A misspelled word in a grammar can cause degradation in recognition performance that can be very hard to track down. For example, a misspelled word can lead to an automatically generated pronunciation that is wrong, making recognition difficult. This is especially problematic in applications that have grammars that include long lists, such as a travel application that handles travel between 2,000 cities. If five of those cities are misspelled, leading to poor pronunciation models that cause a slight degradation in recognition performance, the problem will be very hard to detect and will not be detected until you are tuning pilot data, if at all. Related problems can also be caused by misspellings in values used in slot-filling commands.

A simple check with a standard spell checker can detect many of these problems. Of course, some words in grammars will not be in the spell check dictionary (e.g., company names that are not standard words). Therefore, the list of misspellings should be reviewed, and only those that are mistakes should be fixed.

Pronunciation Testing

Pronunciation testing is useful for applications that have long lists of items such as company names, city names, street names, and so on that may not be in the initial dictionary and are added either by hand or with automatic pronunciation facilities. A pronunciation test uses a facility that lets you test a grammar by speaking to it. Simply go down the list saying each item. For any misrecognitions, take a look at the dictionary pronunciation. An alternative approach is to feed the pronunciations of each word in the list to a text-to-speech engine and listen to the result.

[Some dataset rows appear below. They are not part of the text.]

PR #8609, opened 2019-01-09
Change forEach to forEachLimit and purge cache to fix memory consumption issues

dav-is:
I did some memory profiling on a large app to find the issue. The app was crashing with memory usage of around 1.4GB.

The timelines are only from the "additional chunk assets processing (91%)" stage plus or minus some time. As a note, the profiling slows down the process considerably and I started the profiling manually close to the crash, so don't pay much attention to the lengths of time shown in the timelines.

Before applying this PR
---
Note that it allocates 550MB all at once (this is not the heap usage, only inside the profiling scope)

beforepr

16.2.2 Testing Statistical Language Models

Given that statistical language models are automatically trained from data, they are far less prone to bugs than rule-based models. However, before pilot, they should be tested to make sure they provide reasonable out-of-the-box recognition accuracy.

When you test statistical language models, the most important concept is that the data used for the test must not be part of the training set. To perform a valid test you must use separate data. Otherwise, you are likely to end up with unrealistically optimistic results that will not reflect real-world performance.

When you collect data to train the initial SLM, some of the data (e.g., 2,000 utterances) should be held out of the training set and used as a test set to measure the performance of the model. You can assess the performance of the model either by running recognition on the test set or by measuring perplexity: a measure of the predictive power of a model. The lower the perplexity, the greater the predictive power. Greater predictive power is likely to lead to more accurate recognition performance. (Utilities to measure perplexity, given a test set, are provided by speech recognition vendors that offer SLMs.) It is often most straightforward to assess SLMs based on recognition tests. Most vendors provide utilities for running recognition in batch mode that is, from a list of prerecorded utterances.

16.2.3 Testing Robust Natural Language Grammars

Testing robust natural language grammars is very similar to testing standard rule-based grammars. The only difference is that the former are simpler; they include only the slot-filling phrase-grammars. Therefore, you need not worry about coverage of the many possible filler and other extraneous words and phrases that callers may use. All the tests listed for rule-based grammars can be used for robust natural language grammars.

16.2.4 Testing Statistical Natural Language Grammars

A statistical natural language grammar is generally tested for accuracy. You want to know how accurately it assigns the correct slot value (e.g., the correct destination service for a call router) to input word strings. To perform a valid test, you need a test set that is not part of the training set. The same test set used for testing an SLM can be used for testing the statistical natural language grammar. In addition to transcriptions, each item in the test set should be labeled with the correct slot value. You measure performance by running the statistical natural language engine on the test set.